Shane De Boer
Data Engineer Portfolio

I am a Certified Google Data Engineer with additional certifications in Project Management and Data Analytics. I possess strong proficiency in AWS Cloud Services, Matillion, Snowflake, artificial intelligence, and machine learning. My technical expertise includes Python, SQL, AWS Cloud Services, Matillion, and Snowflake.
I have developed a comprehensive portfolio of projects that showcase my capabilities in data architecture, data exploration, and data storage and migration using Snowflake. Additionally, my experience encompasses data correlation, ETL process implementation through Matillion, and web scraping methodologies.

Project 1

Data Pipeline using AWS


-This project delivers a comprehensive data pipeline solution for the extraction, transformation, and loading (ETL) of Reddit data into an Amazon Redshift data warehouse. The pipeline integrates multiple tools and services, including Apache Airflow, Celery, PostgreSQL, Amazon S3, AWS Glue, Amazon Athena, and Amazon Redshift, to ensure efficient and scalable data processing.

Project 2

Azure Data Pipeline

This project is a comprehensive end-to-end Azure Data Engineering initiative. It involves processing data through the complete Azure medallion architecture layers—Bronze, Silver, and Gold—followed by visualization using Power BI to deliver actionable insights.

Project 3

Snowflake, Matillion

This project focused on architecting and deploying a comprehensive data integration solution to establish a robust data pipeline between MySQL RDS and Snowflake. The initiative encompassed the complete ETL process: extracting operational data from the MySQL RDS source system, applying necessary transformations to ensure data quality and consistency, and loading the refined datasets into a dedicated source schema within Snowflake's cloud data platform.

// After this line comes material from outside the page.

PR #1998, opened 2026-09-18
[gemma4_e2b_q4nx] Give the decode stack its own L1 bank

erwei-xilinx:
Draft. Partial fix for #1984 — the dominant half. Not ready to merge: the correctness gate hasn't been run (see Gates below), and a second defect remains.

This end-to-end solution positioned the organization's data assets for advanced analytics and business intelligence initiatives.

Project 4

Data Analysis using Kafka & Python

Designed and implemented a comprehensive end-to-end data engineering solution for processing real-time stock market data streams using Apache Kafka. The project leveraged a diverse technology stack including Python for application development and data processing, Apache Kafka for distributed event streaming, and Amazon Web Services (AWS) for cloud infrastructure. Key AWS components included AWS Glue for serverless ETL operations, Amazon Athena for SQL-based analytics, and additional AWS services for data storage and orchestration. This solution demonstrates proficiency in building scalable, real-time data pipelines capable of handling high-throughput financial data with low latency requirements.

Project 5

AWS, Snowflake, Matillion

Developed a comprehensive date dimension table utilizing a systematic, component-based approach within the data transformation pipeline. The solution leverages the Generate Sequence component to create a foundational integer series, configured through parameterized pipeline variables to ensure flexibility and reusability. The architecture incorporates two strategically positioned Calculator components: the first transforms the numeric sequence into standard calendar date attributes (year, month, day, quarter), while the second computes relative date calculations to support time-based analytics requirements. This implementation demonstrates proficiency in dimensional modeling and ETL design patterns, utilizing core transformation components including Generate Sequence, Calculator transformations, pipeline orchestration, and dynamic variable management.

Project 6

ETL AWS and Docker

Designed and implemented an automated ETL data pipeline leveraging Apache Airflow for workflow orchestration and scheduling. The solution extracts structured data on data engineering publications from Amazon's platform, applies necessary transformations to ensure data quality and consistency, and loads the refined datasets into a PostgreSQL relational database. The pipeline operates on a scheduled basis, enabling automated, recurring data extraction and synchronization at defined intervals. This project demonstrates expertise in building production-grade, orchestrated data workflows that ensure reliable and timely data availability for downstream analytics and reporting applications.

Project 7

Data Correlation in Python
with Kaggle

Conducted comprehensive data analysis on a movie industry dataset sourced from Kaggle, demonstrating advanced Python programming capabilities and analytical methodologies. The analysis was performed within a Jupyter Notebook environment, leveraging industry-standard libraries including Pandas for data manipulation and transformation, Seaborn for statistical visualization, and Matplotlib for custom graphical representations. This project showcases proficiency in exploratory data analysis (EDA), data cleaning, statistical interpretation, and effective data storytelling through visualization techniques applied to real-world entertainment industry data.